No okay, only kidding. But you can imagine how my heart sank when I saw it. In fact, though, it’s fascinating, at least to me. There are five separate transactions written up here, and one, the third, has autograph signatures, albeit only two and them both clerics. The trouble is, it postdates the first one on the parchment, but this huge parchment was clearly set up to take that big transaction, not the tiny one, which seems to have been fitted round and so must have been written up from something else after the date of both of them. That in turn means that they either used new witnesses, or the two clerics were both still around to sign again. So much for autograph signatures as a proof of originality!

And meanwhile, what are they actually doing? The first transaction is so huge because it has 40 donors and vendors (they’re all called both) and deals with 23 pieces of land. It must have been a huge occasion! Except that, having given all the boundaries ,when the scribe gets to the bit where he should record the prices paid for these lands, he gives up and writes instead, “p[ro]p[te]r p[re]cio sic inclos[um] in ipsas scripturas resonat”, ‘because of the price that is recorded in the selfsame charters thus included’. In other words, he’s making a big narrative out of lots of charters, this isn’t one huge occasion, it’s a story combining 23 separate transactions for the sake of a permanent record. One might have guessed this from the crossings-out that imply fairly clearly that the scribe has lost his place or the plan of how to deal with a source text in front of him, but then he goes and admits it for us. This is supposed to be a very material foundation legend built as a kind of pancarta and then they add four more transactions that had happened already as well onto it like they were making a huge one-sheet cartulary (which is basically what a pancarta is, in case you were wondering; the web seems to have no useful definition). No wonder they abbreviate so heavily! But what I haven’t figured out is who it is doing this. There was a church at Casserres before the monastery, and this document doesn’t mention monastery or monks in any of its parts. All these transactions are dated to before the monastery was established, but we’ve already seen that that doesn’t mean much. And there’s four separate scribes with clearly different hands and another two clerics in the signatures. What parish church has five working priests and extra staff? There’s another just across the way at Sant Pere de Roda with a similar number, and they even own land around this church, so what on earth’s going on? They can’t both be mother churches so close to each other!

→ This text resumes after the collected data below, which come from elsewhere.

Issue #71, opened 2013-11-24
Use tags in rule conditions


plusvic:
_From [golgotr...@gmail.com](https://code.google.com/u/114188526611906850564/) on January 29, 2013 11:44:46_

I think that It will be very useful if we can reference rule tags in the condition of the rule like in this example:

rule banker_1 : malware
{
  strings:
   $a = "bankofamerica.com" 
  condition:
   $a and 2 of :banker: and 2 of :suspicious: and :packers:
}

To hit banker_1 first need to hit 2 rules with banker tag and one rule with suspicious tag and one from packers.

rule Trojan_Agent : malware
{
  condition:
   4 of :suspicious:
}

I think it will be handy to discover unknow malware

_Original issue: http://code.google.com/p/yara-project/issues/detail?id=71_

dkindlund:
Developing a full-fledged rules engine in YARA may cause significant performance/resource issues, long term.  I'd recommend keeping YARA fast/agile.  There are plenty of ways to achieve this type of logic as a post-processing operation (after YARA results are provided).

PR #333, opened 2015-07-28
Allow tags to be used in conditions.

wxsBSD:
This PR comes from discussion and code done in collaboration with Mike Goffin (@mgoffin). The idea is to be able to use tags in conditions. For example:

```
rule foo: mytag {
  condition:
    true
}

rule bar: mytag {
  condition:
    true
}

rule baz {
  condition:
   2 of mytag
}
```

In this example the baz rule will match because at least 2 other rules that match have the tag of mytag.

We believe this is a useful feature to have because it allows you to tag rules with specific things (eg: backdoor name, actor name, etc.) and then be able to operate on them as a grouping.

This is just an initial attempt and can likely be optimized, but we wanted to open this PR to see what you think about it. If you think this is a good idea we are more than willing to address any concerns you have.

Because the use of arenas is still uncertain to us both we were hesitant to try to optimize this. One area we were thinking of doing is finding a way to only store pointers to the rules which have a given tag, potentially by using the tag as a key in a hash table and the value being a linked list of pointers to rules with that tag. This would allow us to optimize the runtime behavior in OP_PUSH_TAG so that it doesn't have to iterate over every rule. We aren't entirely sure how to store such a hash table in an arena, so we decided to at least get your input on it and maybe some pointers as to how you wish to proceed.

Here is the rest of the details on how it works:

When a compiler is created a hash table (tags_table) is created which stores a tag as the key. When a rule is reduced via yr_parser_reduce_rule_declaration_phase_2() each tag for the rule is
stored in the tags_table. The value is not important as we only care if the tag exists or not.

There is a new function called yr_parser_store_tag() which will write the tag identifier to the sz_arena and set the "tag" argument to point to the newly written data. If the tag identifier is not known - ie: it
wasn't added to tags_table in yr_parser_reduce_rule_declaration_phase_2() - then an UNDEFINED_IDENTIFIER is returned.

When an identifier is handled in grammar.y and it is not an object or a rule then it must be a tag. The tag is stored in sz_arena using yr_parser_store_tag() and two instructions are emitted:

OP_PUSH 1
OP_PUSH_TAG(tag)

When using the "N of tag" syntax the following instructions are emitted:

OP_PUSH N # Handled by for_expression
OP_PUSH_TAG(tag).

Add the handler for OP_PUSH_TAG instruction, which will get the tag as an argument, pop the number of rules to match and walk each tag of matching rules until at least N rules have matched.

### DIFF
--- a/libyara/compiler.c
+++ b/libyara/compiler.c
@@ -59,6 +59,9 @@ YR_API int yr_compiler_create(
   result = yr_hash_table_create(10007, &new_compiler->rules_table);
 
   if (result == ERROR_SUCCESS)
+    result = yr_hash_table_create(10007, &new_compiler->tags_table);
+
+  if (result == ERROR_SUCCESS)
     result = yr_hash_table_create(10007, &new_compiler->objects_table);
 
   if (result == ERROR_SUCCESS)
@@ -123,6 +126,8 @@ YR_API void yr_compiler_destroy(
   yr_hash_table_destroy(
       compiler->rules_table,
       NULL);
+
+  yr_hash_table_destroy(compiler->tags_table, NULL);
 
   yr_hash_table_destroy(
       compiler->objects_table,
--- a/libyara/exec.c
+++ b/libyara/exec.c
@@ -176,6 +176,7 @@ int yr_execute_code(
 
   char* identifier;
   char* args_fmt;
+  char* tag;
 
   int i;
   int found;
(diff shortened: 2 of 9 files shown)


wxsBSD:
As I said above, we don't believe this is quite ready to be merged but are trying to circulate the idea and get feedback so we can improve upon it if the feature is deemed useful.

plusvic:
This feature is very interesting, and someone else already asked for it (see issue #71). But I'm thinking about introducing the concept of iterators in YARA, for example to be able to do this: 

for any section in pe.sections : ( section.name == ".text")

This could change the way in which this feature is implemented, because the "x of <whatever>" could be a general purpose construct where <whatever> is an iterator returning boolean values on each iteration. So, I prefer delaying this feature until iterators are implemented.

wxsBSD:
Iterators will certainly change everything so I agree on holding off until the iterator work is in. I'll be keeping an eye out for that and submit a new PR once @mgoffin and I have reworked it.

mgoffin:
As a side-thing for when iterators are in, is the path we are on a good path to continue? @wxsBSD and I have both discussed potential ways to optimize this, one which revolves around creating a `tags` arena and putting a hash table in it. Not sure if that's possible or even the right solution. Would you be able to point us in the right direction so we can plan ahead? :)

mgoffin:
Curious if iterators have made their way into the code base so that we can revisit this feature?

I haven’t worked it out yet, but because I now have this stuff under my belt, I reckon I probably will. Just, maybe not right now…

And all right, I’ve finished now, I’m back in the UK even virtually now, back to the books and the blogs. I hope I haven’t driven you all off…

13 responses to “In Marca Hispanica IX: actual charter scholarship

  1. This is great!

  2. OOOOOOOHHHH! I just stumbled on your blog, and I am really excited by your charter adventures. I might just print off the first one and get my palaeography group onto it to see if our transcription matches yours. You will tell us all what you conclude, won’t you?!

  3. Kath, I shan’t be working on this till midway through next year on my current reckoning, although I hope to at least index my transcriptions before then. This is to say, I don’t really know what more I expect to be able to say about this particular charter yet. However, I will be sure and write something extra if I come up with any relevations.

    As for use of the image, all I would ask is that you recognise my copyright, and likewise with the transcription. Otherwise, yes, of course, if you can make use of it, do. But, if you don’t mind my asking, why is a student of Enteric Neuroscience looking for Latin palaeography examples?

  4. Well it’s rather a long story, but I also have a Masters in medieval history, and I spend my spare time working on practical literacy in thirteenth century Britain.

    Consider your copyright acknowledged.

  5. Indeed, I found your resources page because this site was getting hits from it; I may have to borrow some of those links myself… Glad to have you reading.